LIQUID ROCKET COMBUSTION CHAMBER-CHARACTERIZATION OF THE ACOUSTIC BEHAVIOR TO AVOID COMBUSTION INSTABILITIES

摘要

Over the last 40 years, many solid and liquid rocket motors have experienced combustion instability. Combustion instability is the interaction of the inherent oscillatory acoustic modes with the combustion and/or fluid dynamic processes inside the combustion chamber. Studies have been showing that, even if less than one percent of the available energy is diverted to an acoustic mode, combustion instability can already be generated. On one hand, this instability can lead to ballistic pressure changes, couple with other motor components such as guidance or thrust vector control, and in the worst case, cause motor structural failure. In this case, measures, applying acoustic techniques, must be taken to correct/minimize these influences on the combustion.

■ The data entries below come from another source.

PR #530, opened 2021-05-26
spec: allow exactly one DMA region to be added/removed per command

tmakatos:


jlevon (approved):
There's more changes coming, but let's get this in now

PR #246, opened 2014-05-25
date wrappers & translation functions

aMoniker:
Ran into these while converting underscores.

Date functions reflect wp builtins and run the same filters, but without expecting to be in the loop.

Translation functions are just useful to have as part of the twig environment.

### DIFF
--- a/functions/functions-twig.php
+++ b/functions/functions-twig.php
@@ -101,6 +101,16 @@ class TimberTwig {
 		$twig->addFunction('__', new Twig_SimpleFunction('__', function($text, $domain = 'default'){
 			return __($text, $domain);
 		}));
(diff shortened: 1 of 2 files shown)


lmartins:
Im also having issues with this.
I have a filter passing a translated string "Read More" to the post excerpts but despite being translated on my translation files it won't get picked up on the front-end. 

Any news about this?

gchtr:
Timber has added all relevant translation functions [quite some time ago](https://github.com/timber/timber/pull/918) and it looks like a part of this pull request has landed in core [in the 0.19.1 release](https://github.com/timber/timber/blame/e6e50d6ad1349913adcec4f2f542dfbb7d497415/functions/timber-post.php#L446-L475). Thanks for leading the way!

PR #281, opened 2014-07-03
Timber template hierarchy

mgmartel:
Now that the query is added to the context by default (#277), the WordPress template files often just repeat the same melody.. get context and render a twig file with pretty much the same name as the php template.

So I quickly put together this PR (which is a proof-of-concept for discussion), which adds a template loader to the default WP template loading that loads twig templates according to the same logic as the WP template hierarchy if no php template is found.

It checks what the query is for, and checks if an appropriate twig template exists in any of the Timber locations, exactly as the WP Template hierarchy does. If a twig template is found, it is rendered using
the default context (`Timber::get_context()`).

For example, if the query is for a single post of the `portfolio` post type, the following files will be looked for:
* `child-theme/single-portfolio.php`
* `parent-theme/single-portfolio.php`
* `child-theme/single.php`
* `parent-theme/single.php`

..and then..

* `child-theme/views/single-portfolio.twig`
* `parent-theme/views/single-portfolio.twig`
* `child-theme/views/single.twig`
* `parent-theme/views/single.twig`

...and then...

* `child-theme/index.php` (NB!)
* `parent-theme/index.php`
* `child-theme/views/index.twig`
* `parent-theme/views/index.twig`

As a proof-of-concept, I have included a naked version of the starter theme in this PR, so you can see that the sites can actually run without template files :)

A few notes:
* Themes are required to have an `index.php`, so the code in the PR checks the `index.php` in a hacky way: if `{template}.twig` is not found, it renders the found `index.php` and sees if there is any output. If there is output, it will use `index.php`. If there's no output, it will continue looking for `index.twig`. (there is a filter to override this) We may have to think this through.
* I added a filter on the context as loaded by the template loader. That way, developers can choose to do away with php template files while still adding contextual context (ahem.) by filtering template loader context and adding stuff based on the global query vars (for example, author info on author archives).
* The code filters on the `get_index_template` function. If a timber template is found, it is rendered and the filter returns `false`. WP will then simply not include a template file... unless a plugin has filtered `template_include` to use its own templates (WooCommerce? BuddyPress?). This is something test and perhaps find solution for...

Let me know if you agree this is a valid strategy, then I'll work it out some more and write tests.


lkraav:
Did any of this ever make it to master? Seems like groundbreaking stuff, but got stalled because of some difficulties in the end?

mgmartel:
@lkraav We got quite far on this, but I don't think this ever made it into master. Since my last message I haven't had much time to contribute to Timber, unfortunately.

@jarednova Shall we use this opportunity to pick up the thread again? As far as I can remember, my last commit was already fully functional and just needed some further testing and tweaking. How much has master changed since? Close enough to make a plan for merging this?

I'll be quite busy the next couple of weeks, so I won't be of much help until the last week of January. If you're still keen to get the template loader of the ground, how about making a plan to boot this again around that time?

mgmartel:
Hi @jarednova,

We have left this one hanging for much too long now! I have rebased `template-autoloader` on `master` and made sure everything is still working. All unit tests are still passing and all my Timber projects are still working as they should, so this is still good to go as far as I'm concerned.

It's been a while, so here is a recap of what's included in this PR:

* Template loader to automatically load the correct of `twig` template with default context according to template hierarchy (making `php` templates optional)
* Template autoloader is disabled by default, can be enabled by setting `Timber::$twig_template_hierarchy = true;`
* WooCommerce compatibility, without header.php / footer.php hack
* Manual render call for `php` templates with autoloader possible with simplified syntax: `Timber::render( $context );` (no need to pass in the `$filenames` paramter)
* Themes can include a `context.php` file, which will be used to load default theme context. The $context array is directly available in `context.php`.

At the time, I made an opinionated started theme for Timber that relied heavily on the template autoloader. I didn't push it to GitHub then because I figured I'd wait for this to be merged into `master`. I spent some time reviving it, and I think it's also pretty powerful stuff. If anything, it's a good demo of what the template autoloader can do. I finally pushed it to GitHub just now: https://github.com/mgmartel/timber-regions

I used it to build a proof-of-concept Foundation theme based on Timber, which I'll also push some time this week.

What are your thoughts about bringing this to `master`?

Mike

lkraav:
@jarednova is this door shut now? what triggered the close?

jarednova:
That was not intentional. I cleaned-up some stale branches this AM, but [this one](https://github.com/jarednova/timber/tree/mgmartel-template-autoloader) says it's still open. Hmm......

mgmartel:
Hi @jarednova,

Accidental close again? Just finished another Timber site using the template loader ([here](http://borneoadventure.com)) and still convinced that this is the way to go for theme development with Timber. The theme is mostly twig templates, as opposed to a mess of PHP files. 

I just added some more commits to this branch:
- Added support for page templates (this needs a PHP counterpart to show up in the page template selector, but it doesn't have to contain any code)
- WP 4.3 [introduced singular.php](https://make.wordpress.org/core/2015/07/06/singular-php-new-theme-template-in-wordpress-4-3/), this now has `singular.twig` support

Do you have any plans of merging this into master? If so, I'll rebase again!

Cheers,
Mike

Issue #217, opened 2014-05-06
Password Protected Posts / Pages


Jaace:
This functionality doesn't seem to be working. I believe it's tied into the loop in WordPress and because Timber avoids the loop it doesn't adhere to the normal password flow.

I'm not exactly sure how WordPress implements this functionality in the loop but I do see that when password is set on a post it is sent through post.post_password. This is only one part of the solution though as a form is usually shown and a password is asked for before the content is visible.

felipearosemena:
What's the status on this issue? Is there any plan to enable the default Wordpress password protected form?

connorjburton:
Hey,

We will most likely be looking at this post 1.0, which will land in the next couple of weeks.

jeremyzahner:
@connorjburton Any news on this?

felipearosemena:
@connorjburton +1

hrsetyono:
@connorjburton +1. Would appreciate this feature or temporary solution. Thanks

jarednova:
Hey @hrsetyono @felipearosemena @jeremyzahner @Jaace — check-out #1170

jarednova:
Closed by #1170 — release on Tuesday!

PR #285, opened 2014-07-09
Return password form if content requires password

aduth:
Mirroring the [default WordPress `get_the_content` behavior](https://core.trac.wordpress.org/browser/tags/3.9.1/src/wp-includes/post-template.php#L216), Timber's `get_content` and `content` should return the password form for unauthenticated users. There is more discussion about how this is currently handled in #217. I'd argue that it would be ideal for the developer to not concern themselves with conditionally handling password authentication in each template.

I had some issues getting VVV running in an attempt to verify the included unit test, so please verify on my behalf.

### DIFF
--- a/functions/timber-post.php
+++ b/functions/timber-post.php
@@ -672,6 +672,9 @@ class TimberPost extends TimberCore implements TimberCoreInterface {
      * @return string
      */
     function get_content($len = 0, $page = 0) {
+        if (post_password_required($this)) {
+            return get_the_password_form($this);
+        }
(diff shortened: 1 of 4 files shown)


orest22:
@jarednova I have the same problem {{post.content}} do not show password form when page is protected with password.

jarednova:
@aduth thanks for your work on this — I've picked this up at #1170 in a way that's backwards compatible but still covers the use case that you (and many others) have been seeking

PR #368, opened 2014-10-17
Simplyfing Twig Filter and Function setup

alexsomeoddpilot:
- Iterating over arrays instead of calling `new Twig_SimpleFunction` for each
- Moving helper functions out to TimberTwigHelper
- Using factories for TimberObjects instead of repeating same factory


gchtr:
A couple of years later we arrived at the same conclusion in #2408. Thanks for being ahead of the times!

PR #394, opened 2014-11-19
Image resize did not work on WPML sites

xavierpriour:
Hi,

tl;dr: Using the resize filter on a site with WPML translations resulted in broken resized image links, I fixed it (and added non-regression tests).

More details:
- WPML works by changing home_url() from 'example.com' to 'example.com?lang=en'
- timber resize used to build resized url by doing home_url().'...path...'
- mixing the 2 resulted in broken url of 'example.com **?lang=en** /wp-content/.../img-300x500-c-default.jpg'
- I updated resize to use content_url(), which WPML does not touch
- I very slightly refactored timber-image-helper in the process.

Thanks

### DIFF
--- a/functions/timber-image-helper.php
+++ b/functions/timber-image-helper.php
@@ -192,23 +192,6 @@ class TimberImageHelper {
      * @param string  $crop
      * @return string
      */
-    static function get_resize_file_rel( $src, $w, $h, $crop ) {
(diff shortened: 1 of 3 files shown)


jarednova:
Thanks much @xavierpriour. I finally got my hands on a dev copy of WPML to test against. The code and the tests were :+1:.

PR #421, opened 2014-12-19
Update timber-archives.php

marciojcoelho:
$show_year is always null, change to $show_year = $r['show_year'];


jarednova:
@marciojcoelho turns out the error was un-related to your change (rather, something introduced by WordPress 4.1 and the twentyfifteen theme). This change is clear!

Issue #441, opened 2015-01-09
Store cache data in the wp-content/cache directory


tmoitie:
This directory is typically better set up for permissions and would therefore be more appropriate a location.

aristath:
:+1: 
Or maybe even on `wp-content/uploads/timber-cache` 
Basically anything would be better than saving caches in the plugin folder. :smile:

aristath:
Fixed in https://github.com/jarednova/timber/pull/450

Now you can use the `timber/cache/location` filter to change the location where cached data is stored.

example:
```php
/**
 * Change Timber's cache folder.
 * We want to use wp-content/cache/timber
 */
function custom_change_twig_cache_dir() {
  return WP_CONTENT_DIR . '/cache/timber';
}
add_filter( 'timber/cache/location', 'custom_change_twig_cache_dir' );
```

connorjburton:
This is solved so I'm gonna close this.

PR #450, opened 2015-01-22
added a timber_cache_loc filter

aristath:
Add a filter that will allow us to change the location of twig cached files.

This way if someone wants to change the default location and store the caches say on wp-content/cache (see #441) or anywhere else they'll be able to do it.

### DIFF
--- a/functions/timber-loader.php
+++ b/functions/timber-loader.php
@@ -237,7 +237,7 @@ class TimberLoader {
             Timber::$twig_cache = true;
         }
         if (Timber::$twig_cache) {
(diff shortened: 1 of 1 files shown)


jarednova:
Thanks @aristath! I've been going through and updating WP hooks to follow `timber/this/format` which I've found much cleaner in dealing with other plugins. Thus, I've changed `timber_cache_loc` to `timber/cache/location` -- let the hooks begin!

aristath:
Awesome, thanks!

And yes, I do agree that the new naming makes more sense. :+1:

PR #463, opened 2015-02-06
Fix error on string concatenation, fixes #462

### LINKED ISSUE #462: error in timber-posts-collection.php
Hi there, i am getting an error on line 26 of timber-posts-collection.php:

``` php
TimberHelper::error_log( $post_type . ' of ' . $rid . ' not found in ' . print_r( $post_class, true ) );
```

I think this is a bug? `$rid` is not a string, it is a `WP_Post`, so concatenation in this way will fail. Changing it to `$rid->ID` fixed this for me.

quinn:
fixes #462

### DIFF
--- a/functions/timber-posts-collection.php
+++ b/functions/timber-posts-collection.php
@@ -23,7 +23,7 @@ class TimberPostsCollection extends ArrayObject {
 
                 } else {
                     if ( is_array( $post_class ) ) {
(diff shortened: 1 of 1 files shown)


jarednova:
Thanks @quinn -- I think the root problem was those variable names weren't any help in documenting what was going on. In addition to your change, I clarified the vars

PR #466, opened 2015-02-11
Show website name if wp_title is empty

JeyKeu:


jarednova:
Thanks @JeyKeu! I flipped the logic to make the `if` test for truthiness -- otherwise, looks good!

JeyKeu:
Awesome. Thanks.

PR #469, opened 2015-02-12
added getter for comment_status

simonmilz:
Currently there is no method to get the comment_status. I could be useful to create a frontend that show all comments:

```html
<tr class="{{ comment.status }}">
    <td>{{ comment.date | date('d.m.y - h:i:s') }} Uhr</td>
    <td>{{ comment.author.name }}</td>
    <td>{{ comment.content }}</td>
</tr> 
```


jarednova:
Looks good, thanks @simonmilz !

PR #476, opened 2015-02-17
Php router alpha

jarednova:
Cleaned-up usage of PHP router which should help other projects that include Timber via composer. This will also resolve #409


austinpray:
:sunglasses:

Issue #412, opened 2014-12-14
[Enhancement] Expose WordPress translations functions to Twig context


ste93cry:
Currently, Timber provides only the standard `__` translation function, but more are needed in many other cases, for example when we have to support singular/plural translations. I would like to see Timber exposing to Twig all the common WordPress translations functions. Here a list of them:

* `translate`
* `__`
* `_e`
* `_n`
* `_x`
* `_ex`
* `_nx`
* `_n_noop`
* `_nx_noop`
* `translate_nooped_plural`

For sure not all will be useful, I just copied here all the translation functions I found on Codex. At least, Timber should support the ones giving singular/plural forms of a text.

skynet:
:+1:

connorjburton:
Will sort this soon.

PR #918, opened 2016-03-21
Exposing all translation functions

connorjburton:
**Ticket**: #412 
**Reviewer**: @jarednova 

#### Issue

Full range of translation functions aren't exposed to context

#### Solution

Expose rull range

#### Impact

Some users may already have added `translate` or other functions to their context, I assume this will override those functions?

#### Usage

All translation functions are exposed to context, e.g`{{translate()}}`

#### Testing

I don't think they are necessary, we would just be testing Wordpress' functions.

### DIFF
--- a/lib/timber-twig.php
+++ b/lib/timber-twig.php
@@ -185,6 +185,33 @@ class TimberTwig {
 		$twig->addFunction( '__', new Twig_SimpleFunction( '__', function ( $text, $domain = 'default' ) {
 					return __( $text, $domain );
 				} ) );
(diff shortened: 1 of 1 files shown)


jarednova:
Looks good, thanks!

yeahsmaggy:
Does the translation function as in {{__('text to translate', 'text-domain')}} work as specified in docs?

connorjburton:
Yep should do

yeahsmaggy:
Ah great. Yeah, it does work. The problem I am having is that the Loco Translate plugin doesn't parse Twig files.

On the other hand, combustion instability, although present, does not cause system problems and can be tolerated. In this case, it still must be characterized and understood. This paper describes the applied procedures to characterize the acoustic behavior in the inner cavity of four different configurations of a combustion chamber. The simple analytical models are generated and the calculated acoustic resonances are compared with the measured acoustic natural frequencies, using cold flow inside the chamber cavity. Some comments about the measurement procedures are done, as well as the next steps for the continuity of this research.